─── Provided data
PR #1018, opened 2018-11-23
Expose UI for blacklisting users

nirinchev:
Fixes https://github.com/realm/realm-sync/issues/2579

The updated UI:

screenshot 2018-11-23 at 14 44 08

Toggle open:

screenshot 2018-11-23 at 14 50 16

Error message when trying to login in Studio with a blacklisted user:

screenshot 2018-11-23 at 14 44 36

### DIFF
--- a/src/services/ros/index.ts
+++ b/src/services/ros/index.ts
@@ -36,7 +36,22 @@ export type User = IUser & Realm.Object;
 
 export enum UserStatus {
   active = 'active',
-  blacklisted = 'blacklisted',
+  suspended = 'suspended',
+}
+
+export function humanizeUserStatus(userStatus: UserStatus | string) {
+  switch (userStatus) {
+    case UserStatus.suspended:
+      return 'Suspended';
+    case UserStatus.active:
+    case '':
+    case null:
+    case undefined:
+      // We don't have a migration, so assume that every User that doesn't have a status set is Active
+      return 'Active';
+    default:
+      return userStatus;
+  }
 }
 
 export interface IAccount {
--- a/src/services/ros/index.ts
+++ b/src/services/ros/index.ts
@@ -39,16 +39,6 @@ export enum UserStatus {
   blacklisted = 'blacklisted',
 }
 
-export function humanizeUserStatus(userStatus: UserStatus) {
-  switch (userStatus) {
-    case UserStatus.blacklisted:
-      return 'Blacklisted';
-    case UserStatus.active:
-    default:
-      return 'Active';
-  }
-}
-
 export interface IAccount {
   provider: string;
   providerId: string;
--- a/src/services/ros/index.ts
+++ b/src/services/ros/index.ts
@@ -29,9 +29,25 @@ export interface IUser {
   isAdmin: boolean;
   accounts: IAccount[];
   metadata: IUserMetadataRow[];
+  status: UserStatus;
 }
 
 export type User = IUser & Realm.Object;
+
+export enum UserStatus {
+  active = 'active',
+  blacklisted = 'blacklisted',
+}
+
+export function humanizeUserStatus(userStatus: UserStatus) {
+  switch (userStatus) {
+    case UserStatus.blacklisted:
+      return 'Blacklisted';
+    case UserStatus.active:
+    default:
+      return 'Active';
+  }
+}
 
 export interface IAccount {
   provider: string;
--- a/src/ui/ServerAdministration/UsersTable/UserSidebar/UserStatusRoleTable.tsx
+++ b/src/ui/ServerAdministration/UsersTable/UserSidebar/UserStatusRoleTable.tsx
@@ -88,21 +88,19 @@ export const UserStatusRoleTable = ({
             toggle={toggleStatusDropdown}
           >
             <DropdownToggle caret={true}>
-              {humanizeUserStatus(selection.user.status)}
+              {ros.humanizeUserStatus(selection.user.status)}
             </DropdownToggle>
             <DropdownMenu right={true}>
-              {[ros.UserStatus.active, ros.UserStatus.blacklisted].map(
-                status => {
-                  return (
-                    <DropdownItem
-                      key={status}
-                      onClick={() => onStatusChanged(status)}
-                    >
-                      {humanizeUserStatus(status)}
-                    </DropdownItem>
-                  );
-                },
-              )}
+              {[ros.UserStatus.active, ros.UserStatus.suspended].map(status => {
+                return (
+                  <DropdownItem
+                    key={status}
+                    onClick={() => onStatusChanged(status)}
+                  >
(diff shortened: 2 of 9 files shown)


cmelchior:
It seems a bit weird to use a different terminology for the popup and the UI: `Disabled` vs. `Blacklisted` 

Personally I like `Disabled` more since it doesn't sound as aggressive as Blacklisted and I suspect  you might want to disable users for other reasons than being malliocious which blacklisted suggest is the only use case, but that is just bikeshedding so 🤷‍♂️ 

But at least keep them consistent 😄

bmunkholm:
Some thoughts:
The Blacklisting feature is likely going to be rarely used? Should it then be so prominent or "easy" to blacklist? Perhaps it should be a button next to Delete - "Disable" / "Enable"?

Should the wording be "User Enabled/Disabled" instead of "Active/Blacklisted"? I was wondering what "active" means.

cmelchior:
> The Blacklisting feature is likely going to be rarely used? Should it then be so prominent or "easy" to blacklist? Perhaps it should be a button next to Delete - "Disable" / "Enable"?

You could use the same argument for switching between admin or not which is probably just as rare. Personally, I find it quite intuitive the way it is laid out in the PR.

src/services/ros/index.ts
```diff
@@ -29,10 +29,26 @@ export interface IUser {
...
+  blacklisted = 'blacklisted',
+}
+
+export function humanizeUserStatus(userStatus: UserStatus) {
+  switch (userStatus) {
+    case UserStatus.blacklisted:
+      return 'Blacklisted';
+    case UserStatus.active:
+    default:
+      return 'Active';
```
kraenhansen: I suggest defaulting to the raw `userStatus` as defaulting to "Active" could be really confusing.

src/services/ros/index.ts
```diff
@@ -29,10 +29,26 @@ export interface IUser {
...
 }
 
 export type User = IUser & Realm.Object;
 
+export enum UserStatus {
+  active = 'active',
+  blacklisted = 'blacklisted',
+}
+
+export function humanizeUserStatus(userStatus: UserStatus) {
```
kraenhansen: Would probably move this to the component, as it is concerned with how data is displayed and not used by other components yet.

src/ui/ServerAdministration/UsersTable/UserSidebar/UserStatusRoleTable.tsx
```diff
@@ -0,0 +1,100 @@
...
+  selection: ISelection;
+  roleDropdownOpen: boolean;
+  toggleRoleDropdown: () => void;
+  onRoleChanged: (role: ros.UserRole) => void;
+  onStatusChanged: (status: ros.UserStatus) => void;
+  statusDropdownOpen: boolean;
+  toggleStatusDropdown: () => void;
+}
+
+export const UserStatusRoleTable = ({
```
kraenhansen: I think there is something off with the white spacing in this component, specifically
- between the two dropdown buttons - perhaps these should be `size="sm"`?
- between the "status" label and the dropdown
- because its only two dropdown buttons the tabular layout feels like the button to select the role is a button being horizontally centered a bit off. I am a little troubled by this - I don't have a good idea as to what would fix that 😕 ... and perhaps that should not hold back this PR, but we need to find a good solution for this as I imagine we might want to use this pattern elsewhere.

kraenhansen (changes requested):
Although I have some suggestions, there is no doubt in my mind that you've earned that LinkedIn endorsement for React 🎊

src/services/ros/index.ts
nirinchev: I did it like that because we don't have a migration that will set everyone's status to `Active` and wanted to handle the empty/null case. But I get your point - in the future, if we introduce a new status on the server, people with old studio versions may see confusing info. So I'll explicitly handle the `null` and empty string values as `Active` and default to the raw status for others.

src/ui/ServerAdministration/UsersTable/UserSidebar/UserStatusRoleTable.tsx
nirinchev: Yes, I didn't particularly like the layout of these buttons, but while my React skills are top notch 😎, my css skills are somewhat lacking 😓 If you want to give it 10-15 minutes and try to arrange it nicer, I wouldn't mind, but as you said - it's not such a big deal, and although a little ugly, it does get the job done.

src/services/ros/index.ts
nirinchev: We don't have a migration for statuses so by default everything will be null.

src/ui/ServerAdministration/UsersTable/UserSidebar/UserStatusRoleTable.tsx
```diff
@@ -0,0 +1,115 @@
...
+              )}
+            </DropdownMenu>
+          </ButtonDropdown>
+        </td>
+      </tr>
+    </tbody>
+  </table>
+);
+
+function humanizeUserStatus(userStatus: ros.UserStatus | string) {
```
kraenhansen:
```suggestion
function humanizeUserStatus(userStatus: ros.UserStatus | string = ros.UserStatus.active) {
```

How about making active the default value of the argument instead of listing `'', null and undefined`?

kraenhansen (changes requested):

kraenhansen:
> Ping @kraenhansen - do you want to try and play with the UI or should we leave that for a follow-up PR? Other than that, I think I've addressed your comments.

I'll give it a spin first thing tomorrow.

src/ui/ServerAdministration/UsersTable/UserSidebar/UserStatusRoleTable.tsx
nirinchev: I need to check how defaults behave when you pass in `null`. E.g. would `humanizeUserStatus(null)` set `userStatus` to `active` or will it pass `null`?

kraenhansen:
I comitted a suggestion for a change to the buttons size and making them right aligned to relax the layout a bit:

skaermbillede 2018-11-27 kl 10 14 55

Once we have docs explaining the different user states published, I think we should add a link to that page:

skaermbillede 2018-11-27 kl 10 15 19

src/ui/ServerAdministration/UsersTable/UserSidebar/UserStatusRoleTable.tsx
nirinchev: It appears that only `undefined` will get the default value, but `humanizeUserStatus("")` will set `userStatus` to the empty string and `humanizeUserStatus(null)` will set it to `null`.

kraenhansen (approved):
Looking good 👍

Issue #396, opened 2017-11-13
Users wants to immediately see data when opening a large Realm


kraenhansen:
As per @bmunkholm's comment https://github.com/realm/realm-studio/issues/132#issuecomment-330898576 and on Slack
> We shouldn’t have to wait for the realm to be fully synced before we start showing the (partial) content.

This seems to be blocked by the fact that the `Realm.open` returns a promise that does not resolve before the Realm has been completely downloaded.

The progress of download should be visible for the user.

PR #1028, opened 2018-12-03
Reading Realm sizes from a /__metrics Realm

### LINKED ISSUE #917: As a user I would like to know if Studio is connected to ROS
When Studio opens a synchronized Realm (in the Server Administration or Realm Browser window), it would be great to for a user to see the connection state including a log of temporary client-side errors that might happen.

This got possible after Realm JS released with https://github.com/realm/realm-js/pull/1950 merged.

This will also be fixing https://github.com/realm/realm-studio/issues/650.

### LINKED ISSUE #938: Can't see data sizes of Realms in Studio
**Describe the bug**
After upgrading Studio to 2.8.0, I get the "Data Size" column, but it only shows "?":

screen shot 2018-09-06 at 2 01 31 pm

The realms have all existed for months, so the sizes should be pre-calculated on the server, but maybe there is some relation to just having upgraded Studio (previous version I had did not show sizes)?

**Versions:**
 - OS: Mac
 - Studio Version 2.8.0
 - Realm Object Server version 3.9.11

kraenhansen:
Together with https://github.com/realm/realm-object-server-private/pull/1361 this fixes #938.

It also fixes https://github.com/realm/realm-studio/issues/917, showing the connection state for the and https://github.com/realm/realm-studio/issues/396 for the ServerAdministration window.

It also adds usage of the [react-realm-context](https://github.com/realm/react-realm-context) library to the ServerAdministration window.

I've added a note to the release notes on the dependency on a new version of the server, but since this is fixing a broken feature I don't consider that a breaking change.

## Table of Realms with a single size column

Note how both data (state) and file size is shown in a single column. Hovering either reveals a tooltip so users can determine which is which. Also note the green connection state indicator in the top right corner of the window.

skaermbillede 2018-12-17 kl 14 15 36

## Selecting a Realm with a size

Note both sizes on the same line and the "Recalculate size" button was moved to the controls section of the sidebar.

skaermbillede 2018-12-17 kl 14 15 40

## Selecting a Realm without a size

skaermbillede 2018-12-17 kl 14 15 44


src/ui/ServerAdministration/AdminRealm.ts
```diff
@@ -0,0 +1,49 @@
...
+  withRealm: withAdminRealm,
+} = createRealmContext();
+
+export function getAdminRealmConfig(
+  user: Realm.Sync.User,
+  partialConfig: Realm.PartialConfiguration = {},
+) {
+  const config = user.createConfiguration(partialConfig);
+  // TODO: Simplify this once https://github.com/realm/realm-js/issues/1981 is fixed
+  if (config.sync && config.sync.url) {
```
nirinchev: Is there a chance that this is not a sync configuration? I don't think `user.createConfiguration` can ever return a local-only config.

src/ui/ServerAdministration/MetricsRealm.ts
```diff
@@ -0,0 +1,86 @@
...
+
+  /**
+   * When this metric was emitted.
+   */
+  emitted: Date;
+}
+
+/**
+ * Represents a realm_file_size being emitted from the server
+ * @hidden
```
nirinchev: Why is this `@hidden`? I don't expect Studio publishes API docs.

src/ui/ServerAdministration/AdminRealm.ts
kraenhansen: This if-condition is for type inference, `user.createConfiguration` just returns a `RealmConfiguration` which provides no guarantees on the existence of `config.sync`.

src/ui/ServerAdministration/MetricsRealm.ts
kraenhansen: Copy + paste ;) thanks

src/ui/ServerAdministration/AdminRealm.ts
nirinchev: Seems a bit like bending over backwards to satisfy the type checker. It doesn't make sense for `user.createConfiguration` to give us a local config as local configs don't need a user. So I would rather trust the API and force the type checker to cooperate than to write non-obvious code - e.g. I was legitimately confused when reading this about how this method works to be able to get an empty sync config.

nirinchev: If you can propose a change in the typescript definitions in realm-js to produce objects with correct nullability definitions, I'm fine with that, but ultimately, it's not the job of the code in the studio repo to verify that realm-js's API are behaving correctly.

kraenhansen: I agree - tightening the Realm JS types is the right thing to do.

kraenhansen: I've created https://github.com/realm/realm-js/issues/2163 to track this.

kraenhansen:
I updated the screenshots to match the current state of this PR.

robowen5mac:
Has this change been released? In the version of the app I can download (3.20.1) on a Mac, I cannot see the size columns shown above. I am connecting to a realm hosted ROS and have tried to clean and reinstall the app, but nothing I do seems to show the columns shown above

image

kraenhansen:
> but nothing I do seems to show the columns shown above

These columns will only show if a non-empty `/__metrics` Realm exists on the server.

jeanbaptistebeau:
@kraenhansen does this need manual configuration? Can't find any doc about this. The size column is also not showing up for me, same as @robowen5mac, how can I make it visible?

kraenhansen:
Are you collection to an instance if the Realm Cloud?
If yes, the computation of Realm state size was disabled by default since it was more computationally intensive than we initially expected it to be. It might be possible to enabled for single dedicated server instances, please [create a support ticket if you have a dedicated instance](https://support.realm.io/support/home).

jeanbaptistebeau:
Yes, it's running in Realm Cloud. So there's no way to see the size of Realms?

ianpward:
@jeanbaptistebeau You can use the ProgressNotification API to get the amount of data to be downloaded - 
https://docs.realm.io/sync/using-synced-realms/syncing-data#progress-notifications

jeanbaptistebeau:
@ianpward Oh yeah that will work, thanks!

PR #338, opened 2017-05-25
feat: add fallback fallback message

marcysutton:
@dylanb here's the logic we talked about. I'll have to talk with Wilco about how to localize the fallback message.

### DIFF
--- a/lib/core/utils/publish-metadata.js
+++ b/lib/core/utils/publish-metadata.js
@@ -7,20 +7,32 @@
  * @private
  */
 function getIncompleteReason(checkData, messages) {
+	function getDefaultMsg(messages) {
+		if (messages.incomplete && messages.incomplete.default) {
+			// fall back to the default message if no reason specified
+			return messages.incomplete.default;
+		} else {
+			// TODO: localize it
+			return 'aXe couldn\'t tell the reason. Time to break out the element inspector!';
+		}
+	}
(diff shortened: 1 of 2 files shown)


lib/core/utils/publish-metadata.js
```diff
@@ -7,20 +7,32 @@
  * @private
  */
 function getIncompleteReason(checkData, messages) {
+	function getDefaultMsg(messages) {
+		if (messages.incomplete && messages.incomplete.default) {
+			// fall back to the default message if no reason specified
+			return messages.incomplete.default;
+		} else {
+			// TODO: localize it
+			return 'aXe couldn\'t tell the reason. Time to break out the element inspector!';
```
marcysutton: This string could be anything. Feel free to suggest alternatives if it's not helpful enough / too cheeky.

lib/core/utils/publish-metadata.js
```diff
@@ -7,20 +7,32 @@
...
+		}
+	}
 	if (checkData && checkData.missingData) {
-		var missingReason;
 		try {
-			missingReason = checkData.missingData[0].reason;
-		} finally {
+			var msg = messages.incomplete[checkData.missingData[0].reason];
```
marcysutton: This throws an error in the wild (enough to break our extensions) but in testing it didn't for some reason, so I threw an error just to be sure.

PR #340, opened 2017-05-25
feat: localize incomplete fallback message

marcysutton:
I added the ability to localize the fallback message. This makes it so that if a check doesn't supply a default incomplete message or reasons, aXe will still return _something_ in the appropriate language.

### DIFF
--- a/test/core/reporters/helpers/incomplete-fallback-msg.js
+++ b/test/core/reporters/helpers/incomplete-fallback-msg.js
@@ -1,0 +1,21 @@
+
+describe('helpers.incompleteFallbackMessage', function() {
+	'use strict';
+	before(function() {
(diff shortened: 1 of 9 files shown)


test/core/reporters/helpers/incomplete-fallback-msg.js
```diff
@@ -0,0 +1,21 @@
...
+			rules: [],
+			data: {
+				incompleteFallbackMessage: function anonymous() {
+					return 'Dogs are the best';
+				}
+			}
+		});
+	});
+
+	it('should return a string', function() {
```
marcysutton: This test is sorta useless since we're not injecting data or transforming the string, but still nice to have.

PR #343, opened 2017-06-05
Rebuild getSelector

WilcoFiers:
Rebuild the getSelector method, to return selectors that are more readable, shorter and more durable. In addition, the absolutePaths option was added which will return full paths to elements, rather then the shortest possible selectors we could find.

### DIFF
--- a/lib/core/utils/dq-element.js
+++ b/lib/core/utils/dq-element.js
@@ -1,8 +1,6 @@
 /*exported DqElement */
 
 function truncate(str, maxLength) {
-	'use strict';
-
 	maxLength = maxLength || 300;
 
 	if (str.length > maxLength) {
@@ -14,8 +12,6 @@ function truncate(str, maxLength) {
 }
 
 function getSource (element) {
-	'use strict';
-
 	var source = element.outerHTML;
 	if (!source && typeof XMLSerializer === 'function') {
 		source = new XMLSerializer().serializeToString(element);
@@ -29,12 +25,13 @@ function getSource (element) {
  * @param {HTMLElement} element The element to serialize
  * @param {Object} spec Properties to use in place of the element when instantiated on Elements from other frames
  */
-function DqElement(element, spec) {
-	'use strict';
-	
+function DqElement(element, options, spec) {
 	this._fromFrame = !!spec;
 
 	this.spec = spec || {};
+	if (options && options.absolutePaths) {
+		this._options = { toRoot: true };
+	}
 
 	/**
 	 * The generated HTML source code of the element
@@ -56,7 +53,9 @@ DqElement.prototype = {
 	 * @return {String}
 	 */
 	get selector() {
-		return this.spec.selector || [axe.utils.getSelector(this.element)];
+		return this.spec.selector || [
+			axe.utils.getSelector(this.element, this._options)
+		];
 	},
 
 	/**
@@ -64,7 +63,9 @@ DqElement.prototype = {
 	 * @return {String}
 	 */
 	get xpath() {
-		return this.spec.xpath || [axe.utils.getXpath(this.element)];
+		return this.spec.xpath || [
+			axe.utils.getXpath(this.element)
+		];
 	},
 	
 	/**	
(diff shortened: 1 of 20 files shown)


lib/core/utils/dq-element.js
```diff
@@ -1,8 +1,6 @@
 /*exported DqElement */
 
 function truncate(str, maxLength) {
-	'use strict';
```
dylanb: Why this deletion?

lib/core/utils/get-selector.js
```diff
@@ -1,104 +1,218 @@
...
-	}
-
-	return index;
+const escapeSelector = axe.utils.escapeSelector;
+
+function isUncommonClassName (className) {
+  return ![
+    'focus', 'hover',
+    'hidden', 'visible',
+    'dirty', 'touched', 'valid', 'disable',
```
dylanb: duplicate `disable`

lib/core/utils/get-selector.js
```diff
@@ -1,104 +1,218 @@
...
+      });
+    }
+  }, Array.from(elm.classList).filter(isUncommonClassName));
+}
 
-	if (!siblings) {
-		return false;
-	}
+const commonNodes = [
+  'div', 'span', 'p',
```
dylanb: How did you choose these?

lib/core/utils/get-selector.js
```diff
@@ -1,104 +1,218 @@
...
-	var length = siblings.length;
+const createSelector = {
+  // Get ID properties
+  getElmId (elm) {
+  	if (!elm.id) {
+  		return;
+  	}
+  	const id = '#' + escapeSelector(elm.id || '');
+    if (
+    	// Don't include youtube's uid values, they change  on reload
```
dylanb: Isn't this a bit specific? Is this for embedded videos?

lib/core/utils/get-selector.js
```diff
@@ -1,104 +1,218 @@
...
-		if (element.nodeName.toUpperCase() === type) {
-			index++;
-		}
-		element = element.previousElementSibling;
-	}
-
-	return index;
+const escapeSelector = axe.utils.escapeSelector;
+
+function isUncommonClassName (className) {
```
dylanb: Why not look for how many other elements on the page have the class?

lib/core/utils/get-selector.js
```diff
@@ -1,104 +1,218 @@
...
+    distinctClassList: getDistinctClassList(elm)
+  };
+
+  return [
+    // go through feature selectors in order of priority
+    createSelector.getCustomElm,
+    createSelector.getElmRoleProp,
+    createSelector.getUncommonElm,
+    createSelector.getElmNameProp,
+    createSelector.getDistinctClass,
```
dylanb: Should we demote classes even further? They often get added after events like focus.

lib/core/utils/dq-element.js
WilcoFiers: Babel puts us in strict mode everywhere. We don't need to do this anymore. I've been gradually removing them from functions I'm working on.

lib/core/utils/get-selector.js
WilcoFiers: I **think** this will yield better results. I was thinking of things like the "col-md-12" stuff from bootstrap, or "sr-only". Those might be used in different places on the page. It seemed to me that having that info is better than having the nodeName. It massively depends ofcourse.

lib/core/utils/get-selector.js
WilcoFiers: Bit of experimentation, bit of guess work based on experience.

lib/core/utils/get-selector.js
WilcoFiers: Yeah, it kinda is. I put it in because YouTube videos are very common, and our video rules will always put them incomplete. If we don't do this, reviewing video's becomes kind of pointless because we can't identify that something is the same video. I'm not in favor of adding as many of these cases as we can find, but this one seemed worth it to me.

lib/core/utils/get-selector.js
WilcoFiers: There are filters which look for classes that may indicate state. I'm not sure how effective this is in practice. Classes can be pretty descriptive, so I'd like to see if we can get this to work. Probably the best test for this is how well this will perform when we record scripts. If we find that this isn't working well enough we can bump it down.

dylanb:
merging this now because the shadow DOM code needs this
──────
Go to the line in the material above that contains "The progress of" and copy exactly from there through the line that contains "This will also", stopping after it.

*Written answer*
The progress of download should be visible for the user.

PR #1028, opened 2018-12-03
Reading Realm sizes from a /__metrics Realm

### LINKED ISSUE #917: As a user I would like to know if Studio is connected to ROS
When Studio opens a synchronized Realm (in the Server Administration or Realm Browser window), it would be great to for a user to see the connection state including a log of temporary client-side errors that might happen.

This got possible after Realm JS released with https://github.com/realm/realm-js/pull/1950 merged.

This will also be fixing https://github.com/realm/realm-studio/issues/650.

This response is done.